### BRIEF
What is needed is an exact copy of every record.

MATERIAL TO PROCESS Block Start

PR #4308, opened 2026-03-10
✨ NextJS Add addNextJSError component

BeltranBulbarellaDD:
## Motivation

Discussed in this [RFC](https://datadoghq.atlassian.net/wiki/spaces/RUMP/pages/6247321353/RFC+-+Browser-SDK+NextJS+Integration) specifically [here](https://datadoghq.atlassian.net/wiki/spaces/RUMP/pages/6247321353/RFC+-+Browser-SDK+NextJS+Integration#Next.js-App-Router-Error-Handling)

MATERIAL TO PROCESS Block End

### WRITTEN REPLY
PR #4308, opened 2026-03-10
✨ NextJS Add addNextJSError component

BeltranBulbarellaDD:
## Motivation

Discussed in this [RFC](https://datadoghq.atlassian.net/wiki/spaces/RUMP/pages/6247321353/RFC+-+Browser-SDK+NextJS+Integration) specifically [here](https://datadoghq.atlassian.net/wiki/spaces/RUMP/pages/6247321353/RFC+-+Browser-SDK+NextJS+Integration#Next.js-App-Router-Error-Handling)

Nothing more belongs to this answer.